(Data under study begins)

Issue #4920, opened 2024-01-29
macOS homebrew `libxmlsec1` 1.3.3 incompatible with `samael`


david-crespo:
```
   Compiling samael v0.0.14
error[E0432]: unresolved import `crate::bindings::xmlSecOpenSSLAppKeyLoad`
  --> /Users/david/.cargo/registry/src/index.crates.io-6f17d22bba15001f/samael-0.0.14/src/xmlsec/backend.rs:14:9
   |
14 |         xmlSecOpenSSLAppKeyLoad as xmlSecCryptoAppKeyLoad,
   |         -----------------------^^^^^^^^^^^^^^^^^^^^^^^^^^
   |         |
   |         no `xmlSecOpenSSLAppKeyLoad` in `bindings`
   |         help: a similar name exists in the module: `xmlSecOpenSSLAppKeyLoadEx`

   Compiling mg-admin-client v0.1.0 (/Users/david/oxide/omicron/clients/mg-admin-client)
   Compiling dpd-client v0.1.0 (/Users/david/oxide/omicron/clients/dpd-client)
For more information about this error, try `rustc --explain E0432`.
error: could not compile `samael` (lib) due to previous error
```

[xmlsec](https://www.aleksey.com/xmlsec/) 1.3.3 came out on 2024-01-04, but `libxmlsec1` on homebrew was only bumped from 1.3.2 to 1.3.3 [yesterday](https://github.com/Homebrew/homebrew-core/commits/f5c6266aaf51084a7f9e5d1917cb8f566fee0395/Formula/lib/libxmlsec1.rb). The samael dep in omicron was bumped to 0.0.14 [five days ago](https://github.com/oxidecomputer/omicron/commit/e261a960cb365ad92f103a35b262713118ea6441), and I'm pretty sure I had #4903 building locally on top of that, so I believe this is primarily about `libxmlsec1`.

There seems to be no way to force homebrew to install `1.3.2` to test the problem. However, I went into `/Users/david/.cargo/registry/src/index.crates.io-6f17d22bba15001f/samael-0.0.14/src/xmlsec/backend.rs` and changed the [offending line](https://github.com/njaremko/samael/blob/4b4811d97ae324da1376624e77e82af18ee108f3/src/xmlsec/backend.rs#L14) to reference `xmlSecOpenSSLAppKeyLoadEx` (I know this is not good) and it did let it compile and let me run an integration test (that does not use SAML).

[...]

PR #5017, opened 2024-02-07
tools: use SHA256 in `ci_download_cockroachdb`

hawkw:
Depends on #4961.

Currently, the `tools/ci_download_cockroachdb` script uses MD5 as the checksum for the Cockroachdb tarball. This is unfortunate for two reasons:

1. Upstream Cockroachdb (and the corresponding Illumos build) publish SHA256 digests for these tarballs, rather than MD5s (see https://www.cockroachlabs.com/docs/releases/ and https://illumos.org/downloads/). Using SHA256 rather than MD5 digests should make updating to a new version easier.

2. Nix requires SHA256 checksums for files downloaded as build inputs. Currently, the Nix flake can use the SHA256 checksums for Maghemite and Dendrite from `tools/maghemite_mgd_checksums` and `tools/dendrite_stub_checksums`, meaning that updating these versions does not require manually changing the Nix flake. However, because we use MD5 rather than SHA256 checksums for Cockroachdb, updating the Cockroachdb version requires manually changing the version in the Nix flake, which is a shame, especially if someone unfamiliar with Nix has to do it...

This commit changes `tools/cockroachdb_checksums` and the corresponding `tools/ci_download_cockroachdb` script to use SHA256 rather than MD5. I've changed the Nix flake to read the hash from this file rather than hard-coding it, so now, the cockroachdb version can be updated without touching the flake.


smklein (approved):
Rad, thanks for updating this!

/me wonders about blake3 being here someday

faithanalog:
yeah the macOS build failure is #4920 dont worry about it

PR #5018, opened 2024-02-07
[RSS] fix split-brain rack subnet

### LINKED ISSUE #5009: Newly added sleds are not on rack subnet
I added a sled `g2` to an existing rack. The subnet should be `fd00:1122:3344:100/56`, but I ended up with a sled ip of `fd00:1122:3344:21::1`

jgallagher:
Prior to this commit, RSS accepted a set of parameters that included a `rack_subnet` and an optional (but not really) `rack_network_config`; the `rack_network_config` _also_ contained a `rack_subnet` property. The first `rack_subnet` was used by RSS to pick sled addresses, but the second is what it handed off to Nexus to record in the database.

This PR makes three changes to parameters (the bulk of the diff is the expected fallout from them):

* Removes the top-level `rack_subnet` field; only the `rack_network_config.rack_subnet` remains.
* Makes `rack_network_config` non-optional. The handoff to Nexus would fail if this was `None`, so now it's always required. (This was only a little annoying in a few tests where we now have to cons up a fake network config.)
* Changes wicket/wicket to accept a subset of `rack_network_config` that does _not_ include a `rack_subnet`; this is a value the control plane should choose on its own.

One potentially-dangerous change is that the RSS parameters changed are not just passed when RSS is run; they're also serialized to disk as `rss-sled-plan.json`. We have a test to ensure changes don't affect the schema of this plan, but I believe the changes here are backwards compatible (an old plan that has a no-longer-present `rack_subet` is fine, and the JSON representation of the optional `RackNetworkConfig` is that it can be either `null` or an object; we'll fail to read any plans with `null`, but those would have failed to handoff to Nexus anyway as noted above). To check this is right, I pulled the `rss-sled-plan.json` off of madrid, censored the certs, replaced the password hash with one of our test hashes, and added a test that we can still read it.

---

Changes that might make sense but I didn't attempt:

* Changing the `rack_network_config` in the early networking bootstore to be non-optional. I think this would be correct, but is probably more trouble than it's worth to migrate. We might consider this the next time we make other, unrelated changes here though.
* Removing the `rack_subnet` field not just from user -> wicket, but also from {wicket,developer} -> RSS. We could make RSS pick its own rack subnet, maybe? This seemed dubious enough I stopped. This does mean the TOML files used to automatically launch RSS still have a `rack_subnet` value, but now it's only one (under the rack network config) instead of two.
* Changing the rack subnet choice to be random. wicket continues to use the hardcoded value we've been using.

---

I also fixed a handful of places where we define the rack subnet `fd00:1122:3344:01::/56`; I believe this is just wrong / a typo. The `:01` at the end is equivalent to `:0001`, which is equivalent to the /56 `fd00:1122:3344:0000::/56`. Every place we had this we meant to use `fd00:1122:3344:0100::/56`, so I changed all them (I think!).

Fixes #5009, but only for any racks that run RSS after this change. I am not attempting to retroactively correct any racks that had the wrong `rack_subnet` recorded in the database, as I believe all such deployed racks are dev systems that are frequently wiped and reinstalled.


andrewjstone:
> Changes that might make sense but I didn't attempt:

Changing the rack_network_config in the early networking bootstore to be non-optional. I think this would be correct, but is probably more trouble than it's worth to migrate. We might consider this the next time we make other, unrelated changes here though.
Removing the rack_subnet field not just from user -> wicket, but also from {wicket,developer} -> RSS. We could make RSS pick its own rack subnet, maybe? This seemed dubious enough I stopped. This does mean the TOML files used to automatically launch RSS still have a rack_subnet value, but now it's only one (under the rack network config) instead of two.
Changing the rack subnet choice to be random. wicket continues to use the hardcoded value we've been using

FWIW, I think all three of these decisions are absolutely the right call at this juncture. I also think you are correct not to change the rack subnet in CRDB at runtime on existing setups. We should validate with customers that the value in the DB is what we expect and can correct this manually if necessary, which I don't believe it will be considering the timing of when this change in behavior was introduced.

sled-agent/src/bootstrap/params.rs
```diff
@@ -14,7 +14,7 @@ use serde::{Deserialize, Serialize};
 use sha3::{Digest, Sha3_256};
 use sled_hardware::Baseboard;
 use std::borrow::Cow;
-use std::collections::HashSet;
+use std::collections::BTreeSet;
```
smklein, line 17: Ah, is this for consistent order?

smklein (approved):
Makes sense to me, thanks for including the config from Madrid as a test case!

andrewjstone (approved):
Looks great! Thanks John!

sled-agent/src/bootstrap/params.rs
jgallagher: Yeah, for the expectorate test I added with madrid's config. With `HashSet`/`HashMap` it's a lot more annoying to check the parsed value.

smf/sled-agent/gimlet-standalone/config-rss.toml
```diff
@@ -88,7 +80,14 @@ last = "192.168.1.29"
 # Configuration to bring up Boundary Services and make Nexus reachable from the
 # outside.  See docs/how-to-run.adoc for more on what to put here.
 [rack_network_config]
-rack_subnet = "fd00:1122:3344:01::/56"
+# The /56 subnet for this rack.  This subnet is internal to the rack and fully
+# managed by Omicron, so you can pick anything you want within the IPv6 Unique
+# Local Address (ULA) range.  The rack-specific /56 subnet also implies the
+# parent /48 AZ subnet.
+#              |............|    <- This /48 is the AZ Subnet
```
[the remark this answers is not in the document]
jgallagher: Thanks, but not mine. :) I just moved this from above.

(Data under study ends)

_Work required_: What is the number of lines in the records that contain "bindings"? Answer with it alone.

_Output_: 2